Patricia Shanahan wrote:
....
Seems too simple to be true:
v1 + Long.MIN_VALUE "op" v2 + Long.MIN_VALUE
where "op" is any of the numeric comparison operators.
The idea is to shift the ranges so that zero maps to Long.MIN_VALUE
etc., and the natural comparison order is the right one.
Replying to my own article, yet again, the method is correct, and I
don't think there is a simpler one, but I don't think that is a very
clear explanation. I'm using 32 bit int so that I don't have to type as
many digits, but long works the same way.
Unsigned binary arithmetic and two's complement signed binary arithmetic
agree about the bit pattern that results from adding one to any bit pattern.

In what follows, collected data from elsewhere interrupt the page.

PR #396, opened 2023-07-10
Bump aiida-core to v2.4.0 and aiidalab to v23.3.2

unkcpz:
~~The workflow triggering paths are added and~~ bump the version of aiida-core to v2.4.0


danielhollas:
AiiDA 2.4.0 is very recent so based on passed experience maybe I would wait a bit before we switch (unless there is something that you need ASAP?). Also there's a database migration, with some potential manual steps, so we'll have to test carefully.

unkcpz:
Fair, I separate the changes to https://github.com/aiidalab/aiidalab-docker-stack/pull/397

unkcpz:
We are about to release aiida-core `v2.5.0` soon. So this one we can start to try. 
I also think maybe we can always follow the aiida-core minor version here in `main` branch. Because merge to `main` will influence the `edge` tag rather and only when making new release we decide whether to cherry-pick the version bump of `aiida-core`, what do you think? @danielhollas

danielhollas:
We still need to figure out / test how the DB migration is handled.

unkcpz:
> We still need to figure out / test how the DB migration is handled.

As I know, it handled by these command
https://github.com/aiidalab/aiidalab-docker-stack/blob/2d35cca2b8060b158121579ee4149b5d90fceadb/stack/base/before-notebook.d/40_prepare-aiida.sh#L73-L74

But it runs automatically without notifying the users, which might cause some issues, I think @yakutovicha had more expedience on this topic.

yakutovicha:
> But it runs automatically without notifying the users, which might cause some issues, I think @yakutovicha had more expedience on this topic.

This is precisely the migration line. What exactly is the issue?

unkcpz:
I can not foresee any immediate issues, when I wrote this I was think about maybe user do not what to migrate or what to trigger it manually with more control. I assume that was one of the idea to have a control app to do this?

danielhollas:
Well for one we need to test that it indeed works  before merging.

Also the disadvantage is that this migration is hidden from the user. In
this particular case, there is an extra message at the end of the migration
with a command to recompute hashes of the calculation nodes due to a
caching fix. We currently do not enable caching so it is not critical, but
it is problematic that the user is completely unaware of this, unless they
check the container startup logs.

For the future, it would indeed be great if migration was explicitly
triggered by the user I the control page imo.

Dne út 17. 10. 2023 10:01 uživatel Jusong Yu ***@***.***>
napsal:

yakutovicha:
Sure, but why does it block this specific PR? This migration has been there for a while and never given problems (unless I am unaware). And we did go through database migrations in the past.

To be practical, I would suggest merging the PR (provided that tests are successful). Before releasing a new version, I could test the new image on dev-aiidalab server. If it fails, we stop everything and we look closely at the issue.

In the meantime, we can work on the proper user-controlled migration functionality.

To make myself clear: I do agree that this functionality needs to be improved, but not at the cost of blocking things.

danielhollas:
@yakutovicha I don't think we had any migrations since the new Docker stack so I believe this warrants careful testing before merging.

Otherwise I agree there are no blockers.

unkcpz:
The CI test failed for `full-stack` because that is the one who tries to install `aiidalab-widgets-base` and `aiidalab-qe`. It failed when installing `aiidalab-qe` I guess there are some dependency conflicts. Let's wait for the new test, I'll check it after.

danielhollas:
@unkcpz one observation I made when looking at the test failure on GitHub (not directly related to this PR specifically): It seems that when the tests fail, the image is not published on ghcr.io as it used to before your refactoring. That makes debugging problematic since you can't download the built image to debug locally.

If my observation is correct, could you please move the image upload before the tests? Feel free to do it here or in a separate PR.

unkcpz:
Good point, I didn’t consider this situation. I hope add an always() can solve the problem. I’ll do it here since there is a failed test I can test for. 
Can you have a look at https://github.com/aiidalab/aiidalab-docker-stack/pull/412 if it is ready to be merge. Can save some build time to test things here.

danielhollas:
>  I hope add an always() can solve the problem.

Yeah that should work as well (you can check the syntax in AWB where I used this to always upload screenshots as artifacts). But why do you think this solution would be better than simply reordering the steps?

unkcpz:
> But why do you think this solution would be better than simply reordering the steps?

Because the action that push the image to ghcr is in next action job not the next step (which is uploading the artifact to github).

danielhollas:
Oh, okay. But what artifact is it uploading then? 😅

unkcpz:
Seems works after add `always()`, the image is https://github.com/aiidalab/aiidalab-docker-stack/pkgs/container/full-stack/139750905?tag=amd64-pr-396

> Oh, okay. But what artifact is it uploading then? 😅

It uploads the image saved (by `docker save`), and here are the artifacts https://github.com/aiidalab/aiidalab-docker-stack/actions/runs/6598466593?pr=396

danielhollas:
@unkcpz but uploading the artifact is the slow part no? That wasn't happening before, and I suspect if we simply push to ghcr.io straightaway it would be much more efficient. I don't think artifacts were designed for such large uploads, and I don't really see the benefits. 

Even if you want to push to both places, you can do it in a single job, instead of having to download the artifact and upload it to ghcr, that's very inefficient

danielhollas:
Also, normal users should pull from Docker, so the number of tags on ghcr.io is not a problem.

unkcpz:
Back to the failed test itself, the issue related to https://github.com/aiidalab/aiidalab/issues/397, I put here to cross link in case it is hard to find in the future. 
The "stable" aiidalab-qe in the test is `v23.04.6` which pining `aiida-core` with `aiida-core~=2.3.0` and will downgrade the `aiida-core` to `2.3.1` and cause the installation failed for the following test cases. 

In order to solve this problem I did two changes here:
1. towards https://github.com/aiidalab/aiidalab/issues/397, I pining the lower bounded `aiida-core` with the installed version to prevent it downgraded from apps. 
2. In the stable app version installation, I use `--pre` to use the released version without the tag-number version included.

unkcpz:
Just found another issue in terms of `aiidalab/aiidalab`, after https://github.com/aiidalab/aiidalab/commit/66710714bcee95602b210657d91a6e9455fa5541, we didn't make any release and we remove the `setup.py` for both qeapp and your app. It leads to when install the app by `aiidalab install` the warning "WARNING:aiidalab.app:Warning: App 'quantum-espresso' does not declare any dependencies." pop up. I'll make a release for `aiidalab/aiidalab`. Since `aiidalab` uses calendar versioning, I think it contains quite some changes and deserves to be `v23.10.0`, what do you think @yakutovicha @danielhollas ?

danielhollas:
> (EDIT: after a second thought, maybe make a aiidalab release of v23.03.2 could be more safe)

I don't think there have been many changes so this one seems more appropriate.

> Just found another issue in terms of aiidalab/aiidalab, after https://github.com/aiidalab/aiidalab/commit/66710714bcee95602b210657d91a6e9455fa5541, we didn't make any release and we remove the setup.py for both qeapp and your app.

Well, I did not if fact made this change, the PR for that is still open and marked as blocked. :-P https://github.com/ispg-group/aiidalab-ispg/pull/183
I am a little surprised that you did not notice that issue, because that means you did not install QeApp for quite some time...

unkcpz:
> I did not if fact made this change, the PR for that is still open and marked as blocked. 

Haha, I was too aggressive in the move. I found it was removed at https://github.com/aiidalab/aiidalab-qe/commit/397133437300c86874a58745c272625dbcad9656, although the commit is only for remove this single file but hide in the large refactoring PR https://github.com/aiidalab/aiidalab-qe/pull/439.

> I am a little surprised that you did not notice that issue, because that means you did not install QeApp for quite some time.

We install the QeApp quite often, probably twice a day in my case. The problem is for development, it was installed using pip directly. In the docker image preparation, the `aiidalab install` is used in the end but the dependencies installation was taken of by pip explicitly and didn't break the app. Plus "WARNING:aiidalab.app:Warning: App 'quantum-espresso' does not declare any dependencies." was raised as a warning so didn't get my notice. 

Two things I learned:
- A specific test is needed in qeapp to test install by `aiidalab install` and check the app is all working well.
- Specific purpose commit better to be separated as a PR (as @yakutovicha suggested before, maybe no need to have one commit per PR but for sure one purpose per PR).

unkcpz:
> Even if you want to push to both places, you can do it in a single job, instead of having to download the artifact and upload it to ghcr, that's very inefficient

I think we have been distracted a bit from various discussions here, I'll continue this discussion at https://github.com/aiidalab/aiidalab-docker-stack/pull/412 and hopefully, we can find the best solution and converge to a wiki post.

For bump the `aiida-core==v2.4.0` I think it is ready for review.

stack/base/Dockerfile
```diff
@@ -16,20 +16,21 @@ WORKDIR /opt/
...
      mamba-bash-completion \
-     --file requirements.txt \
+     --file /opt/requirements.txt \
      && mamba clean --all -f -y && \
      fix-permissions "${CONDA_DIR}" && \
      fix-permissions "/home/${NB_USER}"
 
-
-# Pin shared requirements in the base environemnt.
-RUN cat requirements.txt | xargs -I{} conda config --system --add pinned_packages {}
```
danielhollas, line 31: Why was this command removed?

stack/base/Dockerfile
```diff
@@ -16,20 +16,21 @@ WORKDIR /opt/
 
 ARG AIIDA_VERSION
 
+# Pin shared requirements in the base environemnt.
+# The lower bound of aiida-core is set to the version of aiida-core to prevent
+# lower aiida-core DB version installed and trigger database downgrade.
+RUN echo "pip==23.0.1" > /opt/requirements.txt && \
```
danielhollas, line 22: Let's also try to bump pip to the latest version while we are here. (I am honestly not sure if we need this constrain anymore, but I guess it is safer to have, but we should try to update it regularly. New pip version in particular should have a much faster dependency resolver.

Otherwise I agree with the minimum aiida-core constrain. For the future we should still think whether to use an exact constraint. It can still happen that one app upgrades aiida-core, and another one downgrades it and breaks the DB.

danielhollas (changes requested):
@unkcpz thanks! I agree, that discussion should happen elsewhere.

I know this kind of contradicts the policy, but I would also suggest to publish a new aiidalab package version and bump it here. I looked at the commit history and besides the setup.py there are no functional changes. I would then do careful testing of everything (instead of having to test multiple times). Feel free to disagree though.

stack/base/Dockerfile
unkcpz: Ah, by accident when I switched the lines. I added it back.

stack/base/Dockerfile
unkcpz: > bump pip to the latest version while we are here.

I remember there were some setuptools issues that blocked up updating it. I bump it and let's see if all works.

unkcpz: Change it to `23.3.1` and all tests passed.

unkcpz:
> I would then do careful testing of everything (instead of having to test multiple times). Feel free to disagree though.

If there is a test by hand, I don't know what reason I can find to disagree with it . Always better to have a human test.
I bumped the aiidalab to `23.3.2`, let's wait for the built and then test it. I'll do the test for the latest QEapp.

danielhollas:
I've tested install of my app, both with and without setup.py. I will test the DB migration tomorrow.

tests/test-full-stack.py
```diff
@@ -5,7 +5,7 @@
 def generate_aiidalab_install_output(aiidalab_exec, nb_user):
     def _generate_aiidalab_install_output(package_name):
         output = (
-            aiidalab_exec(f"aiidalab install --yes {package_name}", user=nb_user)
+            aiidalab_exec(f"aiidalab install --yes --pre {package_name}", user=nb_user)
```
danielhollas, line 8: Not sure if this is needed, since we're also installing directly from the branch in `test_install_apps_from_default_branch`. But I guess it is fine.

danielhollas (approved):
I've tested the DB migration and things seems to work. @unkcpz once you test with QeApp I think this is good to go. :rocket: 

Here's how I tested:
1. Launch a fresh container with `aiidalab/full-stack:latest` image, with aiida-core=2.3.1
2. Install my app and run some calculations
3. Stop the container
4. Edit profile configuration to use `aiidalab/full-stack:pr-396` 
5. Relaunch the container.
6. Check the container logs with `aiidalab-launch logs -p <test_profile>`
I saw this in the logs:
```
++ verdi storage migrate --force
Report: Migrating to the head of the main branch
Warning: Invalidating the hashes of certain nodes. Please run `verdi node rehash -e aiida.node:process.calculation.calcjob`.
Report: - main_0001 -> main_0002
Success: migration completed
++ verdi daemon start
Starting the daemon with 1 workers... OK
```
7. Verify in my app that the previous calculation is still there and that I can launch a new calculation without an issue.

tests/test-full-stack.py
unkcpz: Much appreciate for writing the detailed test flow, I'll test on QeApp with @superstar54 who has quite many containers with lots of calculations. 

Per `--pre` options I added, it is for QeApp specifically since we didn't make the release `v23.10.0` yet but the prerelease version. The stable version is still `v23.04.6` which pinning to `aiida-core~=2.3.0` will try to downgrade aiida-core and fail the test (exactly what we improved in this PR). 

I personally think here it is better to not use `--pre` but only test the stable version. I will keep this PR until we make the release of `v23.10.0` which the planned date is 6th November.

danielhollas: @unkcpz @superstar54 friendly ping, would be good to test and merge so that others can test this via the `edge` image.

unkcpz: Tested, all good. The migration is run and calculations can be reloaded with showing the same result properly.

unkcpz:
We found a small issue with updating the `pip` to `23.3.1`, where the fallback support using legacy `setup.py install` is removed, see https://github.com/pypa/pip/issues/8368. 
If an app version is not PEP 440 conformed, the installation was not failed but now it will fail.
The issue was reported by @AndresOrtegaGuerrero in MFA-CSCS app and fixed at https://github.com/aiidalab/aiidalab-mfa-cscs/pull/14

In both cases, comparisons treat B as being greater than A if, and only
if, you can obtain B from A by repeated addition of one, without going
through a wrap-around point. At the wrap-around, adding one takes you
from the largest to the smallest value.
They disagree about where the wrap-around point should fall. For
unsigned, 0xffffffff is the largest, and its add-one successor, 0, is
the smallest. For 2's complement, 0x7fffffff, Integer.MAX_VALUE, is the
largest, and its add-one successor, 0x80000000, Integer.MIN_VALUE, is
the smallest.
Adding MIN_VALUE maps the unsigned largest to the 2's complement
largest, and its successor, the unsigned smallest, to the 2's complement
smallest. Getting from A+MIN_VALUE to B+MIN_VALUE by repeated addition
of one goes through the 2's complement wrap around point if, and only
if, getting from A to B by repeated addition of one would go through the
unsigned binary wrap-around point.
Thus the result of a 2's complement signed comparison between
v1+Long.MIN_VALUE and v2+Long.MIN_VALUE, is the same as the result of
the same comparison between v1 and v2 in unsigned long arithmetic.